I think you can get it from lots of places but its sold for horses primarily so if you have a place that sells stuff for horses locally then that would be the best place to start, I think Srhdufe saw a small bag in a pet shop but it costs a fortune to buy it that way. The big bales I get from a place in Wakefield cost £8 for a huge bale that lasts ages. If you call this number 0800 3891703 then they can tell you where your nearest stockist is.


----------



## niki87 (Nov 18, 2009)

Oh thanks yeah will do!! xx


----------



## tom12349333 (Sep 4, 2010)

thankyou so much for all your advice! i will definitely buy another food bowl and water bottle however there isnt room for another wheel so maybe i could down size the wheel to small wheel and then have two small ones? would this be okay
The small wheel's are about 4.5 inches high (the medium one which i have is 6.5)


----------



## blade100 (Aug 24, 2009)

auboise is also avaliable here

AUBIOSE HEMP BEDDING 20KG

i get the cardboard squares from them and there delivery service is great.


----------



## niki87 (Nov 18, 2009)

blade100 said:


> auboise is also avaliable here
> 
> AUBIOSE HEMP BEDDING 20KG
> 
> i get the cardboard squares from them and there delivery service is great.

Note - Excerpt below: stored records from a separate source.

PR #43, opened 2018-05-22
Io blocking

warner:
this adds a plausible IO layer that implements a blocking API. The crate and the examples compile cleanly, but don't work yet. I'm going to land this so other folks can take a look, and to keep track of API changes that might break it. (note that it doesn't do anything with InputHelper or completion yet, in fact `set_code()` is the only API that's wired up so far).


warner:
BTW this uses the [ws crate](https://ws-rs.org/guide), which uses Mio under the hood, but that's not exposed to the application. Internally, there's a separate thread for the main WormholeCore, plus one more for each timer, plus two more for each websocket (one in each direction). That's a lot of threads, but this isn't a very IO-intensive library, so I wouldn't expect to see performance problems. I expect it'd work fine for production apps. The main reason for wanting a Tokio-based API would be to integrate better with non-blocking apps, since with this blocking IO layer, such apps would need to use yet another thread to call the wormhole APIs.

PR #45, opened 2018-05-23
Introduce PeerMessage Representation and complete readline demo

copyninja:
I introduced PeerMessage representation which currently allows serializing and deserializing offer messages. With this now readline demo can display message received from python wormhole command.


warner:
looks good!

 OK brill...nice to have the recommendation! xx


----------



## forgotten~myth (May 30, 2010)

I didnt think you were supposed to keep chinese dwarfs together?
Might be wrong but...:


----------



## forgotten~myth (May 30, 2010)

niki87 said:


> Oh really? Oh well I don't know. I read somewhere that advised against it for guineas....I thought so it was for all small animals. But am happy to stand corrected!

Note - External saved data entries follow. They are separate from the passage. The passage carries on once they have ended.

Issue #494, opened 2022-01-29
force_move toggle


Biorn1950:
Adding a slider in the toolhead card if the force_move is allowed to freely move the toolhead for maintenance usage.

pedrolamas:
This sounds interesting and I think we should take a look into it, but how would this really work? What commands would we be sending to Klipper?

matmen:
> This sounds interesting and I think we should take a look into it, but how would this really work? What commands would we be sending to Klipper?

FORCE_MOVE is the command you're looking for 😉

pedrolamas:
Given this most likely will put the printer in an incorrectly homed stat, I wonder if it would make more sense to have it on the "Tune" panel instead of the main one?

matmen:
I think this would make sense if the printer isn't homed at all, with big warnings telling users that it's a bad idea and may physically break the printer. Maybe a checkbox (or a button to toggle until next home) in a menu in the tool card header that just enables the movement arrows?

PR #750, opened 2022-07-08
feat(ui): Add FORCE_MOVE support to tool controls

BastelKlug:
Closes: #494 

Hi,
I am here with another PR 😁 I hope I have not misunderstood the request.

I have made a video again to demonstrate the function:

https://user-images.githubusercontent.com/44060099/177890838-768aa72c-2c1f-42e2-b1f1-78fba8b4be3b.mov

I have not included a warning, anyone who manually activates force_move should actually know the dangers. Personally, I would find it annoying. If it is still desired, I can work on it.

This PR is not complete and needs some css work. I've been working on it for days but failed, maybe someone else can help. There is a comment under Toolhead.vue. 

You can see the css disaster by marking the background:
missing-css

If anyone has any questions about the code, please contact me on Discord: BastelKlug#5605


BastelKlug:
Hi, I have fixed the style errors. In theory it is now adoptable.

So here is the current status:
update-force_move

pedrolamas:
Thanks for this @BastelKlug, I've just taken it for a quick test and it works very well! 😁

Having said that, I personally am not a fan of the override positioning...

I do wonder if it would look better as a button here:

image

If you look at the temperature charts, we have a button there that has "Chart Off/On", and I think the same approach can be taken here...

@matmen what do you think?

matmen:
I agree, having it in the card header would be much better placement-wise. I also think that some kind of warning definitely is necessary here, optimally every time FORCE_MOVE is enabled, but I'm also fine with having a setting under General that shows/hides the checkbox in the tool card (which then displays a warning when it's toggled on).

BastelKlug:
Hi, I will work on the changes and upload them when they are ready.

pedrolamas (dismissed):

pedrolamas (approved):

pedrolamas:
This is really great, thank you for your work here @BastelKlug! 🙂

I've now approved the PR, but made a couple of changes before we merge this down, specifically:

- dropped the visibility toggle for FORCE_MOVE button (if it is enabled in printer.cfg, then always show)
- some minor styling tweaks for consistency
- added `public` to any Prop for proper lint alignment
- refactored logic on toolhead buttons `color` and `disabled` states

pedrolamas:
I do wonder if we should also change the movement buttons from the existing up/down/left/right arrows to minus/plus instead... any thoughts on that @BastelKlug @matmen ?

BastelKlug:
Bildschirmfoto 2022-07-13 um 12 49 10
Bildschirmfoto 2022-07-13 um 12 53 28

I think the old design with the arrows looks better 🤔

pedrolamas:
> ...but I'm also fine with having a setting under General that shows/hides the checkbox in the tool card (which then displays a warning when it's toggled on).

@matmen I notice now that you actually mentioned having a toggle button to show/hide the FORCE_MOVE button on the interface - the one I just removed (oops!)

I wonder if we actually need this toggle, given the button will only show if enabled in the printer.cfg (same as the QGL, bed screws, z_tilt, etc.)

matmen:
My thoughts were that users that sometimes use FORCE_MOVE could disable the toggle for a less cluttered UI, but seeing the changes I don't really mind having it there anymore. I'll review this later :)

matmen:
Ah! I remember why I wanted it 😉
image

BastelKlug:
> Ah! I remember why I wanted it 😉 image

Oh I don't know if it's realistic, but if there are too many buttons, it should actually change to the mobile layout (with the dropdown menu) I had already noticed it when I was developing

matmen (commented):
Functionality wise it works fine, though I'm wondering it it maybe should be disabled when the printer is homed? Maybe I'm missing something here, but what's the use case of using FORCE_MOVE when the printer is already homed and can be moved - is it just for moving it out of range (that's what I use FORCE_MOVE for mostly)?

pedrolamas:
> ...maybe should be disabled when the printer is homed?

True, but if Klipper allows it, why should we limit the feature ourselves? It's not like we disable the homing buttons when the printer is homed either! 🙂

I know some users have overridden the default homing procedure and use FORCE_MOVE instead (I believe there's even an "advanced homing macro" somewhere, though I can't remember where I saw it now...)

matmen:
> > ...maybe should be disabled when the printer is homed?
> 
> True, but if Klipper allows it, why should we limit the feature ourselves? It's not like we disable the homing buttons when the printer is homed either! 🙂

True, fair enough 😂

matmen (approved):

Just seen this... I thought so too... I think it is the same for degus.


----------



## Lady Sol (Aug 20, 2009)

> I didnt think you were supposed to keep chinese dwarfs together?
> Might be wrong but...


You can keep them in groups, though like all hamsters they may fall out with each other.


----------



## forgotten~myth (May 30, 2010)

Lady Sol said:


> You can keep them in groups, though like all hamsters they may fall out with each other.


Oh... Okay, I stand corrected!


----------



## Jazzy (Apr 15, 2009)

I think once they mature you may have to buy another cage. I had three and they all ended up in separate cages. My sister had two brothers together and one used to bully the other one. She came down one morning and one of them was eating the other one.

I've always used woodshavings for my guinea pigs and hamsters and never had a problem. I do put hay on top though for the guinea pigs and they seem to spread it out although one of my piggies prefers sleeping on the shavings to the hay - he's a bit strange.:laugh:


----------